For the last two decades, every recession has progressively eroded our economic and social structures. We enter this recession with many of our largest companies in weak financial condition, several on the brink of insolvency. This puts at risk not only employees, stock-holders, and creditors, but also thousands of retirees as a result of the fact that pension plans are underfunded by billions of dollars. Our savings institutions, with portfolio losses in the hundreds of billions, rely on an FDIC with less than $10 billion in present capital. The international banking system, strained by a recession throughout the West and the third world, must face up to potential crises ranging from a default on Poland’s external debt of more than $25 billion to the need to finance third world requirements of $70 to $80 billion in 1982 alone. For the first time in two decades Europe and the US simultaneously are in recession.

Our cities and states, in serious financial difficulties—with the exception of the handful of energy-producing states—are being asked to absorb deficits passed on to them by Washington, and social costs created by the recession. Over $400 billion in federal deficits are being forecast for the next three years. They would increase our national debt by almost 50 percent from the present level of $1 trillion; the per capita debt of the country would be three times the per capita debt of New York City in 1975. The ratios of risk to reward are not good; too many things have to go right, in too many places, to avoid trouble. If they do not, the likelihood of serious and lasting damage is great.

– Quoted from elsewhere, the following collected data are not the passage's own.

Issue #4805, opened 2024-10-07
[Bug]: Text suggestions appear for `sp-number-field` when using Japanese/Simplified Chinese/Traditional Chinese IME


Rocss:
### Code of conduct

- [X] I agree to follow this project's code of conduct.

### Impacted component(s)

sp-number-field

### Expected behavior

If only digits are allowed in the field then suggestions should not appear for the same when enter inputs using IMEs.

### Actual behavior

 Although a text is not allowed to be input, Text candidates appear.

### Screenshots

![Screenshot 2024-10-07 at 15 20 17](https://github.com/user-attachments/assets/9c102a81-0531-4779-97ba-a4fff4f81368)

### What browsers are you seeing the problem in?

Chrome

### How can we reproduce this issue?

1. Go to https://opensource.adobe.com/spectrum-web-components/components/number-field/
2. Make sure to use Japanese IME (you can find this in the Keyboard settings)
3. Try to enter some text (ex. 'あい'in JP) into the numeric input box.
4. Observe the text.

### Sample code or abstract reproduction which illustrates the problem

Maybe this is due to the `input type="text"`?

### Severity

Minor

Rocss:
@rubencarvalho I prepared a fix for this on `rocss/4805` branch, but looking at how native `input type=number` behaves, I am not sure it should be fixed in the first place? The[ HTML input type number](https://developer.mozilla.org/en-US/docs/Web/HTML/Element/input/number) allows non-numeric characters when using Japanese/Chinese IME. However, looking at the brothers next door, React Spectrum restricts to numeric characters.
Thoughts?

rubencarvalho:
I agree with your observation, and we typically align with web standards. However, a key aspect of `<input type="number>` is that it _should_ have built-in validation to reject non-numerical entries. Given this expectation, I believe we are still in the clear here in enforcing numeric-only input, even when using an IME. Thank you for contributing the fix 👍

PR #4817, opened 2024-10-14
fix(number-field): allow only numeric characters for Japanese/Chinese IME

Rocss:
## Description

Text candidates appear for characters by inputting them with Japanese/Simplified Chinese/Traditional Chinese IME for numbers in respective fields where only digits are allowed.

## Related issue(s)

- #4805 

## Motivation and context

I think users should not be allowed to type "love" for example in an `sp-number-field`, when using Japanese/Chinese IME.
We do this check for english keyboard, but it seems it was missed to internationalised keyboards. 
Internal tracking: CCEX-145560

## How has this been tested?

-   [ ] _Test case 1_ Repeat for Safari/Chrome/Firefox
    1. Go [here](https://rocss-4805--spectrum-web-components.netlify.app/components/number-field/)
    2. Make sure to use Japanese IME (you can find this in the Keyboard settings)
    3. Try to enter some text (ex. 'あい'in JP) into the numeric input box.
    4. You should not be allowed to enter characters that are not numeric

-   [ ] Did it pass in iPad?

## Types of changes

## Checklist

## Best practices


packages/number-field/test/inputs.test.ts
```diff
@@ -466,5 +466,18 @@ describe('NumberField - inputs', () => {
...
+
+            el.focusElement.focus();
+            el.dispatchEvent(new CompositionEvent('compositionstart'));
+            await sendKeys({ type: 'あい' });
+
+            await elementUpdated(el.focusElement);
+            await nextFrame();
+
+            expect(el.focusElement.value).to.equal('100');
+            el.dispatchEvent(new CompositionEvent('compositionend'));
```
rubencarvalho, line 480: Could we add another assertion after the `compositionend` event to ensure the value remains unchanged once composition is complete?
```suggestion
            el.dispatchEvent(new CompositionEvent('compositionend'));
                        expect(el.focusElement.value).to.equal('100');
```

packages/number-field/src/NumberField.ts
```diff
@@ -496,6 +496,18 @@ export class NumberField extends TextfieldBase {
 
     protected override handleInput(event: InputEvent): void {
         if (this.isComposing) {
+            // If user actually types a new character.
+            if (event.data) {
```
Rajdeepc, line 500: If event.data is null, it could lead to unexpected behavior. For example, pressing backspace or delete can cause event.data to be empty.

Rajdeepc: An early return would be more tactical!
```
if (event.data === null || event.data === '') {
    return;
}
```

packages/number-field/src/NumberField.ts
```diff
@@ -496,6 +496,18 @@ export class NumberField extends TextfieldBase {
...
+                // Don't allow non-numeric characters even in composing mode.
+                const partialValue = this.convertValueToNumber(event.data);
+
+                if (Number.isNaN(partialValue)) {
```
Rajdeepc, line 504: Does this allow pasting inputs?

packages/number-field/src/NumberField.ts
```diff
@@ -496,6 +496,18 @@ export class NumberField extends TextfieldBase {
...
+                    this.inputElement.value = this.indeterminate
+                        ? indeterminatePlaceholder
+                        : this._trackingValue;
```
Rajdeepc, line 507: Resetting the value to `this._trackingValue` can be confusing! Can we show some validation feedback instead of a reset?

Rajdeepc (changes requested):

packages/number-field/src/NumberField.ts
Rocss: `if (event.data)` also guards for `null` and empty string, and after this this block is a `return` at line 511.
Wouldn't it work the same?

packages/number-field/src/NumberField.ts
Rocss: I followed the same logic as on english keyboard (line 547), we are resetting here because you should not be able to type non-numeric numbers, so we're removing what you typed.

packages/number-field/src/NumberField.ts
Rocss: yep

packages/number-field/src/NumberField.ts
blunteshwar: Makes Sense!

Rocss: good catch, fixed 👍  can you try again?

Rocss:
@Rajdeepc @blunteshwar @rubencarvalho any more feedback here?
I'd like to close this ticket this sprint if possible, thanks!

rubencarvalho (approved):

The next twelve to eighteen months are likely to be the most dangerous that I can remember in my thirty-odd years in the banking business. We have learned to live in the shadow of international violence. During the last twelve months we have witnessed the drama of the hostages in Iran and the murder of Anwar Sadat. Poland seems on the verge of disintegration and the Middle East is a tinderbox waiting for a match. And yet we resolutely choose to ignore the possibility that a national economic emergency, which has long been threatening, might soon be upon us, with its inevitable social implications.

If this were to happen, it should not be the subject of partisan gloating; such an emergency would have distinctly bipartisan origins. The recession dispenses suffering without regard to race or class; middle-class white workers will suffer along with poor blacks and Hispanics. As unemployment grows, the call for government action will grow with it. There may well come a day soon when, on the national level, conservatives and liberals, Democrats and Republicans, will have to forget their ideologies, their theories, and their prejudices. They may have to join together just as New Yorkers did in 1975, and, with the cooperation of government, business, and labor, intervene vigorously where intervention may be required—to save our cities, to save our industrial and financial institutions, to save the regional balance of our country and the social balance of our society.

This would clearly require sacrifice on the part of all, but would also be fairer for all. It may mean rethinking our free-trade policy. Especially where Japan is concerned, a degree of protection may be justified if it is used to give threatened American industries the breathing space in which to develop the kinds of productive investments and policies the Japanese themselves have been able to carry out. It may also mean reconsidering our lack of a wage-and-price policy, rethinking our defense policy, creating an industrial and regional policy. But, in the last analysis, such new approaches may be required in order to do what FDR accomplished fifty years ago, namely to save the free enterprise system, our individual freedoms, and our human dignity.